俺が本気を出せばこれくらいた易いことさ/そう云っている君は一体いつ本気を出すと云うの/いつも適当にものごとを片づけて/軽く世間を擦り抜けて/君はいつになったら本気を見せてくれるつもりなの/余力を残して戦うことは/自分の力をあやふやに見せることは/己に秘められた無限大の可能性を信じていると云う事/稀に起きる奇跡を実力と呼ぶのは/己の限界を認めたくないから/あと少しだけ勇気があったなら/自己ベストを尽くして戦うことが出来るのに/あと少しだけ勇気を出せたなら/君は限界を認められるはずなのに

 指の動きを見ていると、何かを連想させた。違和感。何処か、別の何かに似ている気がする。それを考えていると、曲が終わって男の口が開いた。
「びっくりしたやろ」
 直ぐには判らなかったが、男は俺に向かって話し掛けていた。
「何が、」
「下手糞さにやって。兄ちゃんも、ギターやってるみたいやしさ」
 人波を挟んだままで聞き返した俺に、彼は俺の背中を指して云った。中身の無い、ギターケース。俺の背中には何時も、鞄代わりにしているギターケースがある。中に、ギターが入っていないわけではないが、ろくにチューニングもしてやらない粗雑な扱いは、中身が無いのと同じだ、と思う。

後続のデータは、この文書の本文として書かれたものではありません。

PR #854, opened 2022-10-13
tracing: add option to set pretty printer output width

just-max:
The tracing module uses `Pretty.doc` values, but sets `max_int` as the width of the output. Therefore, any `doc` that uses optional line breaks won't use the opportunity to insert line breaks into the output, since as far as the pretty printer is concerned, there is infinite width.

Adds an option `dbg.trace_width`. The default width is 80, suitable for basically all screens. If set to 0, the old behaviour is restored.

### DIFF
--- a/src/maingoblint.ml
+++ b/src/maingoblint.ml
@@ -40,6 +40,12 @@ let print_help ch =
   fprintf ch "Some common configurations to start from can be found in conf/examples/*\n";
   exit 0
 
+let _ =
+  (* avoid a circular dependency between Tracing and GobConfig by using a reference *)
+  Tracing.get_trace_width :=
+    fun () ->
+      match get_int "dbg.trace_width" with 0 -> Stdlib.Int.max_int | w -> w
+
 (** [Arg] option specification *)
 let rec option_spec_list: Arg_complete.speclist Lazy.t = lazy (
   let add_string l = let f str = l := str :: !l in Arg_complete.String (f, Arg_complete.empty) in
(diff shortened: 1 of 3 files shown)


sim642:
> Therefore, any `doc` that uses optional line breaks won't use the opportunity to insert line breaks into the output, since as far as the pretty printer is concerned, there is infinite width.

That's by design. The `Pretty` module is hilariously bad at respecting the width. For example, in `./regtest.sh 04 01 --trace sol` output only 93% of lines exceed the 80 character limit and it's much worse any non-trivial program.

The intermittent line breaks also introduce unnecessary complication to grepping multi-million line tracing logs. If you want line wrapping, just enable soft wrapping in your terminal/editor and it _guarantees_ wrapping at any width. When looking at real tracing output with hundreds or thousands of level of indentation, line breaks make the nesting structure completely undecipherable as well.

The whole pretty-printing system needs a complete overhaul (#213) and properly reimplementing of every pretty-printer in Goblint and CIL. There's no point in a half-assed solution which only works a fraction of the time.

michael-schwarz:
Still, thank you for making the PR here @just-max, it's something that has been bugging us for a while, but so far we have been too lazy to do the proper solution #213.

If it helps during development for you, I guess the fix is local enough that you can just stash it and then re-apply whenever you pull from master.

sim642:
I suspect that an option lookup (even with caching) at every single trace call will make tracing even slower than it already is. Currently even int domain activation option lookups have a noticeable overhead because they are looked up again and again at every intermediate operation in every transfer function. There's precise evalint tracing around most of that.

男は自分で自覚している通り、演奏技術は一般的に下手だと思われる俺より不味かったが、それでも俺はそれを指摘する気にはなれなかった。彼にはきっと、俺にはない何かがある。説明は出来ないけれど。この橋の上に立った時点で、俺にはないものがあると云う事だ。きっと。
「一本貰うよ。幾ら、」
 彼の胡座をかいた足下に置かれている、ギターケースの中に広げられた数本のデモテープを指して、俺はその前にしゃがみ込んだ。
「まじで。おおきに」
 男は派手に喜んで、蔓延の笑顔を作った。俺は、尻ポケットから財布を取り出して、指定された五百円札を手渡した。
「兄ちゃんは学生さん、高校生、」
 何気に聞いてくる男に、自分の職種を云い当てられて一瞬驚いた。が、直ぐに単に年齢を低く間違えただけだと気づいて、訂正を入れた。
「そうだけど。事情があって、年は二十三」
「二十三、俺と同い年やん。じゃあ、マウスライトってハコでよくライブやってた、フライ・バイ、ってバンド知らん、」
 男は急に眸の輝きを増し、同胞に話すような口調になった。いつの時期のことを云っているのか判らないが、俺はこの辺りのライブハウスのことは知らないし、音楽をやっているくせ、地元のインディーズバンドの事も殆ど知らない。悪いけど一寸、と返すと男は、そっか、と云っただけで特に気にした様子もなく続けた。
「俺、つい最近までそのフライ・バイのベースやっててん。まぁいろいろあって、バンドは解散してんけどな。もう一回、路上からやり直そうと思ってギター始めてんけど、やばいわ」
 苦笑いをする男を眺めながら、演奏中の彼の指の違和感は、ベースでないことからくるものだったのかも、と思い返した。
 そうして俺は、カセットテープを手にして立ち上がった。じゃあ頑張れよ、と声を掛けた俺に、男は笑顔で応えてから、慌てて付け足した。
「俺の名前。首藤一徹ゆうねん。よろしくな。あんたは、」
「……トン・ユーロウ」
 名乗った後に、別に俺はあんたみたいに真面目に音楽やってるわけじゃないよ、と云いたかったが、言葉は喉を支えて出てこなかった。
 首藤から買ったカセットは二曲入りで、俺が路上で聞いた曲には「勇気をください」というタイトルがつけられていた。レコーディングされた音は、路上で聴くほど危なっかしくもなく、歌詞もより明瞭に聴き取れた。

 

 コンビニの深夜の勤務時間に、健一郎がやってきた。ここしばらく、学校の放課後も顔を出してこなかったので、久しぶりに会う事になる。
 ペットボトルの補充をしていた俺を手伝いながら彼が喋ることは、たわいもない日常の雑談。一仕事終えて飲物をレジに通しに来た健一郎の前に、俺はクリップ留めしたレポート用紙を置いた。
「何すか、これ」
 きょとんとしてそれを拾い上げた健一郎は、紙に眼を通して声を上げた。
「新譜っスか。それも三曲も」
「流れで書いたから、どれか削って、やる曲選んどいて」
 どうしたんすか、急に。と云う健一郎を無視して、俺はカウンターに買い物籠を置いた客の接客に没頭した。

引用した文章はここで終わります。